Palpimanus crudeni

Scientific classification
- Kingdom: Animalia
- Phylum: Arthropoda
- Subphylum: Chelicerata
- Class: Arachnida
- Order: Araneae
- Infraorder: Araneomorphae
- Family: Palpimanidae
- Genus: Palpimanus
- Species: P. crudeni
- Binomial name: Palpimanus crudeni Lessert, 1936

= Palpimanus crudeni =

- Authority: Lessert, 1936

Species of spider

Palpimanus crudeni is a species of spider in the family Palpimanidae. It occurs in Mozambique and South Africa .

==Distribution==
Palpimanus crudeni is known from Mozambique and South Africa.
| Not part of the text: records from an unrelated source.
PR #430, opened 2018-11-12
Adding Node 10 to Travis tests

mansona:
Thanks to https://github.com/cardstack/cardstack/pull/402 we should now be able to use Node 10 for cardstack 🎉 

This is just a PR to kick off Travis and to open the discussion.

## To Do
- [x] Update ember-cli-postcss See https://github.com/cardstack/cardstack/pull/413
- [x] Figure out why the truffle tests are failing

### DIFF
--- a/.travis.yml
+++ b/.travis.yml
@@ -2,6 +2,7 @@
 language: node_js
 node_js:
   - "8"
+  - "10"
 
 sudo: required
 services:


Turbo87:
@mansona FYI https://github.com/cardstack/cardstack/pull/413, and I have a few more commits that bring us closer to Node 10 compat

habdelra:
@mansona The PR https://github.com/cardstack/cardstack/pull/548 should fix the etheruem plugin failures in node 10

mansona:
@habdelra I assume we're ok with merging this now that it's passing? Also, it might be worth running a release that includes #548 so that we can make sure that downstream projects are using a version that definitely works in Node 10 👍

habdelra:
@mansona totally, let’s do it!

PR #433, opened 2018-11-12
Use `prettier` integrated with ESLint

Turbo87:
see https://prettier.io/


ef4:
I'm fine with this, I just want to find a time to merge it that won't generate a lot of conflict resolution work for people who have PR branches in progress. I suppose there is no perfect time.

Turbo87:
> I just want to find a time to merge it that won't generate a lot of conflict resolution work for people who have PR branches in progress. I suppose there is no perfect time.

yeah, that might be hard... 😅 

we could do it package by package, but I'm not sure if that will actually be any better than just doing it all at once

mansona:
@Turbo87 if we could do it package-by-package I think that might be significantly better 🤔 there are at least some packages that haven't had much movement recently and we could get them merged without much risk of conflicts

Turbo87:
@mansona then we'd need a separate ESLint config and migrate the packages over one by one, not sure if that's the right way forward though

Turbo87:
@ef4 any chance we can land this soon? I believe the package-by-package approach is more complicated due to the additional ESLint configs than just biting the bullet and merging it all at once.

PR #436, opened 2018-11-13
Make data service's type argument optional

### LINKED ISSUE #375: CardData query and queryCard should treat `type` as optional
The `@cardstack/data` service has these methods:

```
  async query(type, format, opts={}) 
  async queryCard(type, format, opts={}) 
```

But `type` should really be optional here.  The query APIs are new enough that we should probably just break them to make it make more sense:

```
  async query(format, opts={}) 
  async queryCard(format, opts={}) 
```

where `type` moves into the `opts`.

In terms of implementation: heterogeneous queries are already implemented on the Hub (via `GET /api` opposed to `GET /api/${type}`). There is also already a base ember-data model named 'cardstack-card' that all the other models inherit from. Probably our Adapter should get smarter about seeing that type and changing the URL to make a heterogeneous query.

marcoow:
This makes the `type` argument optional for the data service's `query` and `queryCard` methods so that we can run heterogeneous queries.

closes #375

### DIFF
--- a/packages/data/tests/integration/query-test.js
+++ b/packages/data/tests/integration/query-test.js
@@ -48,7 +48,7 @@ module('Integration | @cardstack/data service query()', function (hooks) {
 
     test("it can load relationships for a query in a particular format", async function (assert) {
       let dataService = this.owner.lookup('service:cardstackData');
-      let pages = await run(() => dataService.query('page', 'isolated', { filter: { title: 'Homepage' } }));
+      let pages = await run(() => dataService.query('isolated', { filter: { title: 'Homepage' }, type: 'page' }));
 
       let homepage = pages.get('firstObject')
       let articles = homepage.get('articles').toArray().map(i => i.toJSON());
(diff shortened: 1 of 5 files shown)


packages/data/tests/integration/query-test.js
```diff
@@ -135,6 +135,13 @@ module('Integration | @cardstack/data service query()', function (hooks) {
       });
     });
 
+    test("it can load cards without a type", async function (assert) {
+      let dataService = this.owner.lookup('service:cardstackData');
+      let pages = await run(() => dataService.query('isolated', { filter: { title: 'Homepage' } }));
```
habdelra: Make sure to assert how many results you’d expect here. If there is only one homepage card, then assert `pages.data.length` is 1, because when filtering doesn’t work you end up with a result set  that includes all the cards. And your test doesn’t actually prove filtering works in its current form as you always just grab the first item.

habdelra:
I had just one minor comment, aside from that, this looks good.

packages/data/tests/integration/query-test.js
marcoow: Yeah, makes sense - added an assertion on result length.

marcoow:
@habdelra: addressed your comment

habdelra:
LGTM, merge when green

In South Africa, it is recorded from the Eastern Cape and Western Cape provinces.

==Habitat and ecology==
The species is a free-running ground dweller sampled from the Fynbos, Indian Ocean Coastal Belt and Nama Karoo biomes at altitudes ranging from 52 to 588 m above sea level.

==Conservation==
Palpimanus crudeni is listed as Data Deficient for taxonomic reasons. The placement of the species is problematic as the female is still unknown. Threats to the species are unknown. It is protected in the Swartberg Nature Reserve and Addo Elephant National Park.

==Taxonomy==
The species was originally described by Roger de Lessert in 1936 from Mozambique. It is known only from the male.